## [What you need to do]
Transcribe, word for word and without additions, each line below from the one containing "pre() function. This" through the one containing "Oh great, thanks.", both ends included.
*** Material shown Section Begins ***
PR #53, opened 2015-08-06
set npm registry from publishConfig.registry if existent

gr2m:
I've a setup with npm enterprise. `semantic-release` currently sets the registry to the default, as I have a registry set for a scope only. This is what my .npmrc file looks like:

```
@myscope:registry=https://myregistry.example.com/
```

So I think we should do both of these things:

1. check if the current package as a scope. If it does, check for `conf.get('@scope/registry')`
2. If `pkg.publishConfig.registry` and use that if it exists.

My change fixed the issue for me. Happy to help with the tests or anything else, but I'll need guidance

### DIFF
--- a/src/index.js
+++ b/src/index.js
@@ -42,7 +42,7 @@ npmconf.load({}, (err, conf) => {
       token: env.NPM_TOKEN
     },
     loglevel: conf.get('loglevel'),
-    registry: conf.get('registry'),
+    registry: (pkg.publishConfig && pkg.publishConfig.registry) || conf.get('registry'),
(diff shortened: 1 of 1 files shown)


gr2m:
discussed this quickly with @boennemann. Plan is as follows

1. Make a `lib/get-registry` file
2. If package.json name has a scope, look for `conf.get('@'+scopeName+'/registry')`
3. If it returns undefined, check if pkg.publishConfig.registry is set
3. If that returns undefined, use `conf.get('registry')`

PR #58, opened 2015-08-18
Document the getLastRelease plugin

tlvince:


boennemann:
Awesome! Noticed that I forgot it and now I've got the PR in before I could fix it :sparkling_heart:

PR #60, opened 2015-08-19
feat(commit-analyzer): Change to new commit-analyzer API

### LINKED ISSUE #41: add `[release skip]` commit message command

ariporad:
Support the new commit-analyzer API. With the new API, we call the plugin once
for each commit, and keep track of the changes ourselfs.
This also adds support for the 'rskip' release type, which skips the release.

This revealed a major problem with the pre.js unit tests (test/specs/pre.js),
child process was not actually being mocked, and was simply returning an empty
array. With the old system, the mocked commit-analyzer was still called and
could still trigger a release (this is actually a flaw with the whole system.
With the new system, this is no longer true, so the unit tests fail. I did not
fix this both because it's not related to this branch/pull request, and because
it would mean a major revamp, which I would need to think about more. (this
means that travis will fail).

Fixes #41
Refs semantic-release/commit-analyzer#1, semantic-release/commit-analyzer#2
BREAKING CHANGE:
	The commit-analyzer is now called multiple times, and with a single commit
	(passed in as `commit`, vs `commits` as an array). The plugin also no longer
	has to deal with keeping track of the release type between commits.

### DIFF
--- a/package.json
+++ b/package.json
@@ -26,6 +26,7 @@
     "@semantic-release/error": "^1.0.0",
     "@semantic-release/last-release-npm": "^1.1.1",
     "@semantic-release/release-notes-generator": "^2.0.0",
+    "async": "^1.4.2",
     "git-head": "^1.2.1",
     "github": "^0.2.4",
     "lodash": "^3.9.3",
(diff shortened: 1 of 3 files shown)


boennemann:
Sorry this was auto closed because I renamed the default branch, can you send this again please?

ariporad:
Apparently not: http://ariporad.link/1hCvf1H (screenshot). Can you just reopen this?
*** Material shown Section Ends ***
*** Material shown Section Begins ***
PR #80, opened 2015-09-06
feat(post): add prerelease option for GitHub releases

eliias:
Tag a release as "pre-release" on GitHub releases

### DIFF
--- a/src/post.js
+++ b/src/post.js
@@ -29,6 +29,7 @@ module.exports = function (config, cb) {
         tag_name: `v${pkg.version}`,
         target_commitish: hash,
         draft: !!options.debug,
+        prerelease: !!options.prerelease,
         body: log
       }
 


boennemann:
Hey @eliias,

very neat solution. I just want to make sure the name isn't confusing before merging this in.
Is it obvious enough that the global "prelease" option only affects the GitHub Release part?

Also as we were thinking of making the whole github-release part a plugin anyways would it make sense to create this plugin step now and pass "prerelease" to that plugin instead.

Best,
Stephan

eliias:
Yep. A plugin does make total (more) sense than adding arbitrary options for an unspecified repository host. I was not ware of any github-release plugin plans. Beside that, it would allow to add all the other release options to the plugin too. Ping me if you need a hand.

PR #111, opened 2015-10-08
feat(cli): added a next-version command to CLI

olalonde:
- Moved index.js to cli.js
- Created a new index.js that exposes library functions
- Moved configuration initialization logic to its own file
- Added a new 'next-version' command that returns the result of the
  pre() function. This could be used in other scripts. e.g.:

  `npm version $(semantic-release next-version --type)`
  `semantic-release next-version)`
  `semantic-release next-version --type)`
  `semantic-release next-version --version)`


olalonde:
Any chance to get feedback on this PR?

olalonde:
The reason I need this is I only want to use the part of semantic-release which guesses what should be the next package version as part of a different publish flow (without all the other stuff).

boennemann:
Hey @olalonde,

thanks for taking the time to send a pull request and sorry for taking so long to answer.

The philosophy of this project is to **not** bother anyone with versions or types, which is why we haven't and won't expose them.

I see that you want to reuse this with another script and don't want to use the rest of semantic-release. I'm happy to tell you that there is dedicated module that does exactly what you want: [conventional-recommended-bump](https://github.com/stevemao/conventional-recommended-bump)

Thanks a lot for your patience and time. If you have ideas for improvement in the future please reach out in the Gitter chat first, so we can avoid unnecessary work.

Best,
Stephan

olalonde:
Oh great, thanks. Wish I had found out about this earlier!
*** Material shown Section Ends ***
## [Answer]
  pre() function. This could be used in other scripts. e.g.:

  `npm version $(semantic-release next-version --type)`
  `semantic-release next-version)`
  `semantic-release next-version --type)`
  `semantic-release next-version --version)`


olalonde:
Any chance to get feedback on this PR?

olalonde:
The reason I need this is I only want to use the part of semantic-release which guesses what should be the next package version as part of a different publish flow (without all the other stuff).

boennemann:
Hey @olalonde,

thanks for taking the time to send a pull request and sorry for taking so long to answer.

The philosophy of this project is to **not** bother anyone with versions or types, which is why we haven't and won't expose them.

I see that you want to reuse this with another script and don't want to use the rest of semantic-release. I'm happy to tell you that there is dedicated module that does exactly what you want: [conventional-recommended-bump](https://github.com/stevemao/conventional-recommended-bump)

Thanks a lot for your patience and time. If you have ideas for improvement in the future please reach out in the Gitter chat first, so we can avoid unnecessary work.

Best,
Stephan

olalonde:
Oh great, thanks. Wish I had found out about this earlier!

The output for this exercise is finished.